By Poul Nyrup Rasmussen
Read the research paper
on how lobbying by the UK Conservative party and London Mayor against European regulation of hedge funds and private equity funds coincides with a recent surge of massive donations from the industry.
Billions in bailouts, millions of jobs lost, homes repossessed, small businesses gone bust, pension savings disappeared. People have learnt the lessons of the financial crisis the hard way. But just 18 months after the collapse of two Bear Stearns affiliated hedge funds sent shockwaves through the financial system, the hedge fund industry is arguing there’s no need for better regulation. This flies in the face of the evidence and also goes against the consensus achieved in the G20 with Obama’s administration and the EU on the vital need for tougher rules.
Hedge funds are characterized by the same factors that make banks systemic – they use leverage, very high in many cases.
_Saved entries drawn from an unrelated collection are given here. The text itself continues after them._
PR #382, opened 2025-04-02
Add new IceStorm/weather demo for MATLAB

bernardnormier:


csharp/IceStorm/Weather/Sensor/Program.cs
```diff
@@ -12,7 +12,7 @@
 // Create a proxy to the IceStorm topic manager.
 IceStorm.TopicManagerPrx topicManager = IceStorm.TopicManagerPrxHelper.createProxy(
     communicator,
-    "ClearSky/TopicManager:tcp -p 4061");
+    "ClearSky/TopicManager:tcp -p 4061 -h localhost");
```
bernardnormier, line 15: We should not showcase host-free direct proxies.

externl: We should update the other demos as well.

externl (approved):

pepone (approved):

PR #178, opened 2015-10-08
Use interpunct instead of standard point for gender uncertainty

fpagnoux:
Nouveau  :
image

Ancien :
image


MattiSG:
So awesome.

GTM

PR #181, opened 2015-10-09
Reorder situation recap (following family declaration reordering) 

fpagnoux:
Connected to #156 

Also fixes a bug introduced by #163


app/js/app.js
```diff
@@ -104,14 +104,14 @@ ddsApp.config(function($locationProvider, $stateProvider, $urlRouterProvider, $u
                 'individuForm@foyer.conjoint': individuFormView('conjoint')
             }
         })
-        .state('foyer.personnesACharge', {
-            url: '/personnes-a-charge',
+        .state('foyer.enfants', {
+            url: '/enfants',
```
MattiSG: :+1:

app/js/services/situationService.js
```diff
@@ -197,6 +197,32 @@ angular.module('ddsApp').factory('SituationService', function($http, $sessionSto
...
+
+        hasConjoint: function(situation) {
+            return _.find(situation.individus, { role: 'conjoint' });
+        },
+
+        setConjoint: function(situation, conjoint) {
+            var individus = situation.individus;
+            // si le conjoint existait déjà avant, on l'écrase
+            if (this.hasConjoint(situation)) {
+                individus[individus.length - 1] = conjoint;
```
MattiSG: This is probably not worth changing if it was already the case before and you just encapsulated the logic, but this is extremely fragile. It makes the implicit assumption that `situation.individus` is private and will only ever be changed through `setConjoint`, otherwise calling `setConjoint` would overwrite existing data.

app/js/services/situationService.js
```diff
@@ -197,6 +197,32 @@ angular.module('ddsApp').factory('SituationService', function($http, $sessionSto
...
+        },
+
+        setEnfants: function(situation, enfants) {
+            var individus = situation.individus;
+            individus = _.filter(individus, function(individu) {
+                return 'enfant' !== individu.role;
+            });
+            individus = individus.slice(0,1)
+                .concat(enfants)
+                .concat(individus.slice(1));
```
MattiSG: I think you want to [`splice`](https://developer.mozilla.org/fr/docs/Web/JavaScript/Reference/Objets_globaux/Array/splice) the array, really  :wink:

Beyond being shorter, understand that call to `slice` and `concat` creates a new array. This piece of logic is thus very costly.

test/spec/services/situationService.js
```diff
@@ -232,4 +232,77 @@ describe('Service: situationService', function () {
...
+                        { role: 'demandeur' },
+                        { role: 'enfant' }
+                    ]
+            };
+            var conjoint = { role : 'conjoint' };
+
+            // when
+            service.setConjoint(situation, conjoint);
+            // then
+            expect(situation.individus[2].role).toBe('conjoint');
```
MattiSG: Meh. Really, this is testing and rigidifying behaviour that's broken anyway. Is there any domain or architectural reason for storing the Conjoint at the end of all Individus? If there isn't any, it's just a matter of fragile, improper modelling. Testing this is just testing a private implementation detail.

Put otherwise: eating that the Conjoint is replaced if one exists, or that it is properly available once set (if possible, through getters) adds value. Testing that the Conjoint is the last element in an array doesn't add any, and actually decreases our ability to make architectural improvements later on.

MattiSG:
The complex array manipulation algorithm should be changed to `splice`. However, the tests and the fragile array implementation are fine for this PR to pass. We can improve it later on. It's already good that you improved coverage of the weak parts.

fpagnoux:
Ok, thanks for feedback, I'd be happy to discuss this in more details IRL or on slack :)

app/js/services/situationService.js
fpagnoux: With splice, the result would be : `[demandeur, [enfant1, enfant2], conjoint]` while we want `[demandeur, enfant1, enfant2, conjoint]`.
We could use `individus.splice.apply(...) but that would be less readable`

fpagnoux:
As we've seen, it may be good to have make `individus` an object with properties `demandeur`, `conjoint` and `enfants`. As we need to move forward with this PR, I won't do it here, but i'll keep that in mind.

PR #185, opened 2015-10-22
Ask taux d’invalidité question for children

fpagnoux:
Used to know if a handicapped adult should be considered à charge.

Connected to #169


MattiSG:
GTM

PR #190, opened 2015-10-30
Put step to any to stop wrong error messages

fpagnoux:
Connected to #179.


MattiSG:
GTM for your commit, but I added others, please review mine before merging.

PR #192, opened 2015-11-02
Disable pensions alimentaires browser validation

MattiSG:
Allow setting any value while keeping `step` amounts for arrows usage in input fields.
Connected to #179. Could supersede #190.


fpagnoux:
Oooook so there was `novalidate` on basically every form but this one ? 
It's working on chrome for me, GTM

MattiSG:
> Oooook so there was novalidate on basically every form but this one ?
Yup, hence the spotted inconsistency  ;)

PR #165, opened 2015-09-25
Conditions de régularité

fpagnoux:
Connected to #122

PR #195, opened 2015-11-06
Refactor individuform

fpagnoux:
Refactoring cherry-picking from #165

### DIFF
--- a/app/js/controllers/foyer/individuForm.js
+++ b/app/js/controllers/foyer/individuForm.js
@@ -53,7 +53,7 @@ angular.module('ddsApp').controller('FoyerIndividuFormCtrl', function($scope, in
     };
 
     var isIndividuParent = IndividuService.isRoleParent(individuRole);
-    $scope.individu = isIndividuParent && _.find($scope.situation.individus, { role: individuRole }) || DEFAULT_INDIVIDU;
+    $scope.individu = isIndividuParent && _.find($scope.situation.individus, { role: individuRole }) || _.cloneDeep(DEFAULT_INDIVIDU);
 
     $scope.individu.situationsPro.forEach(function(situationPro) {
         $scope.selectedStatuts[situationPro.situation] = true;
--- a/app/js/controllers/foyer/individuForm.js
+++ b/app/js/controllers/foyer/individuForm.js
@@ -3,12 +3,13 @@
 angular.module('ddsApp').controller('FoyerIndividuFormCtrl', function($scope, individuRole, situationsFamiliales, SituationService, IndividuService) {
     $scope.statutsSpecifiques = IndividuService.getStatutsSpecifiques();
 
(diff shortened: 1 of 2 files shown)


app/js/controllers/foyer/individuForm.js
```diff
@@ -3,22 +3,21 @@
 angular.module('ddsApp').controller('FoyerIndividuFormCtrl', function($scope, individuRole, situationsFamiliales, SituationService, IndividuService) {
     $scope.statutsSpecifiques = IndividuService.getStatutsSpecifiques();
 
-    var options = {};
-    options.captureRelationConjoint = (individuRole == 'conjoint');
-    options.checkNationalite = (individuRole == 'demandeur');
+    $scope.options = {};
+    $scope.options.captureRelationConjoint = (individuRole == 'conjoint');
+    $scope.options.checkNationalite = (individuRole == 'demandeur');
```
MattiSG: All this could be factored in a single object definition:

```js
$scope.options = {
    captureRelationConjoint = …,
    …
}
```

app/js/controllers/foyer/individuForm.js
```diff
@@ -48,23 +47,19 @@ angular.module('ddsApp').controller('FoyerIndividuFormCtrl', function($scope, in
...
+        autoEntrepreneurActiviteType: 'bic',
+        situationsPro: []
     };
 
-    if (true === ($scope.captureRelationConjoint = !! options.captureRelationConjoint)) {
-        $scope.individu.statutMarital = 'mariage';
-    }
-
     var isIndividuParent = IndividuService.isRoleParent(individuRole);
+    $scope.individu = isIndividuParent && _.find($scope.situation.individus, { role: individuRole }) || DEFAULT_INDIVIDU;
```
MattiSG: The line below means parts of the code could assign to `DEFAULT_INDIVIDU`!

To be safe, `_.cloneDeep(DEFAULT_INDIVIDU)`.

> The cleaner way to do it would be to deep [freeze](https://developer.mozilla.org/fr/docs/Web/JavaScript/Reference/Objets_globaux/Object/freeze) `Object.freeze(DEFAULT_INDIVIDU)` and, if in ES6, declare it with `const` and use [`Object.assign`](https://developer.mozilla.org/fr/docs/Web/JavaScript/Reference/Objets_globaux/Object/assign) rather than an `_`-provided equivalent.

MattiSG:
Everything that's written as a quote

> like this

is optional and mostly feedback.

app/js/controllers/foyer/individuForm.js
fpagnoux: Done

fpagnoux:
Thanks !
Is this GTM 
now ?

MattiSG:
GTM.

Seemingly depends on #202 too now…

PR #202, opened 2015-11-09
Minify images manually

MattiSG:
For no understandable reason, `imagemin` started failing all builds.
Anyway it's a good thing, compressing images on each build is pretty uselessly long.


fpagnoux:
Looks good to me

MattiSG:
Whoops no, missed removing the dependency from the `package.json`.

PR #212, opened 2015-11-24
Capture AEEH

fpagnoux:
Connected to #191


MattiSG:
Technically GTM, but please hold until discussion on UI capture is settled in #191.

MattiSG:
We'll take time to focus on giving specific widgets for each resource at some later point.

For the moment, let's just add a comment to remember we don't need to capture the actual amounts, and get this merged.

I'm handling it.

Their fabled absolute returns – which made them so attractive to institutional investors - have turned into substantial losses, eradicating many people’s hard-earned pension money. Moreover, their pro-cyclical behaviour has aggravated the crisis through massive “herd behaviour” in sales and aggressive naked short selling.
Additionally, the overleveraging and value extraction of private equity leveraged buy-out funds have weakened firms, leading to an increase in corporate defaults during the crisis, thereby further undermining the economy and jobs.
I want a strong, transparent and competitive financial industry. But the crisis showed that the financial industry was not competitive. It was short-termist, overleveraged, disengaged with the needs of the real economy and pursuing activities which the FSA Chairman Lord Turner and the CEO of Goldman Sachs Lloyd Blankfein now term “socially useless”.
The danger we now have is of “regulatory capture” - as Nobel Prize Winner George Stigler warned in his seminal work Theory of Economic Regulation - whereby the financial industry invests massive resources into “capturing” regulation for its private benefit to the detriment of the end-beneficiaries: the individual citizens and businesses in Europe and across the world who’ve suffered the consequences of this crisis. The first signs are already there: the industry is deploying armies of lobbyists, including London’s Mayor Boris Johnson, 77% of whose mayoral campaign they financed; they have also donated over £3 million to the Tories in the first six months of 2009 – that’s 45% of all individual donations and more than a quarter of public and private donations to the Conservative Party. It’s clear why the Conservatives are the only mainstream political party to be lobbying hard against the principle of regulation.
The UK vs Europe on financial regulation is a false dichotomy. The European directive will give alternative investment funds access to the entire Single Market – the biggest economy in the world. But it will also mean that we won’t have to learn the lessons of this crisis a second time.